In separate chaining, our hash table is an array of lists. Say M=7, U is A, B, C, D, E, and F, and h is the following:

  x    A B C D E F
 h(x)  3 5 4 3 4 4
Try hashing U in order.

Choosing a Hash Function

At the end of the last lecture, went really quickly through an example of a good hash function. Let's take a closer look.

Here's a generally good hash function: treat the word as a large binary number, and MOD by size of hash-table. make size M be prime, or at least odd.

Eg, ``word''. In ascii, w = 119, o = 111, r = 114, d = 100. So could think of ``word'' as a base 256 number:

  119*256^3 + 111*256^2 + 114*256 + 100
There's a problem, though: if a word is more than 4 characters, value is too big to convert to integer and then mod. We can't just make it into a number, then mod. Trick: What you can do is ``walk'' down the characters, modding as you go. Eg, you can think of ``word'' as
  ( (w * 256 + o) * 256  + r)*256 + d
This transformation is called Horner's rule.

Just like in decimal: taking 173 and making it 1736 is multiplying original by 10 and then adding 6. At each step, can take mod.

To implement this:

int
hash(char *key, int size) {
  int h = 0;
  for(; *key != '\0'; key++)  h = (h * 256 + (*key)) % size;
  return h;
}
The constant 256 isn't particularly important. We could replace it by another number like 32 or whatever. The interpretation is just nicer if we use 256.

Why use prime, or odd table sizes? Not an extremely scientific reason, but ... why would table size 256 be bad? A: only using last letter. What about 1024? A: only using last 2 letters.

Basically, h(x) should depend on all of the bits in x Odd or, even better, prime, makes sure nothing funny like ignoring certain bits happens.

A real-life example of hashing: c-shell: when you type command, how does unix know where executable is? It uses hash table for faster searching.

Building a Maze

Remember on hwk 2, we gave you a list of words, plus a maze created from them. Two words were adjacent if they differed in 1 letter. Question: how can you create a maze from the words?

One way: for each word, look up all others and see if any differ in just one letter. If so, output the edge. Works, but slow What's time?

Well, it's Theta(n^2). Pretty slow with 2000 words, would be really bad with 10,000. Here's a way to do it fast with hashing.
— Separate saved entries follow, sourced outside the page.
PR #1432, opened 2023-10-31
Add property tests for Tuples

dansteren:


property_tests/tests/tuple/test/test.ts
```diff
@@ -0,0 +1,152 @@
...
+            const paramName = `param${index}`;
+            const fieldsCount = tuple.value.length;
+
+            const paramIsArray = `Array.isArray(${paramName})`;
+            const paramHasCorrectNumberOfFields = `${paramName}.length === ${fieldsCount}`;
+            const throwError = `throw new Error('${paramName} must be a Tuple');`;
+
+            return `if (!(${paramIsArray} && ${paramHasCorrectNumberOfFields})) ${throwError}`;
+        })
+        .join('\n        ');
```
bdemann, line 69: I like tabs and your attention to detail, but I don't think we should do this

bdemann (changes requested):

Idea: make five hash tables. Table i corresponds to ignoring ith letter. For each word, hash once into each table. Eg, ``shave''. Hash into first table ignoring 's'. Into second ignoring 'h',...)

Now, read in next word and hash it too. When you hash a word to an index, if there are other words there already, check to see if they are neighbors. If two words differ in just letter i (``shave'' and ``share'' share differ in letter 4), then when we hash into ith table, we will land in the same bucket (both times hashing to ``shae''). If they're neighbors, output the edge.

Point: if hash function is good, then there are not a lot of ``collisions'', so most of others in bucket are real neighbors (collisions correspond to others there that are not really neighbors in maze).

For example, 2000 words, tables of size 3000. If hash function is good, average number of collisions < 1. (O(1) in any case). So, reduce from O(n^2) time to LINEAR in number of edges. Most of the time now is spent in printing the edges.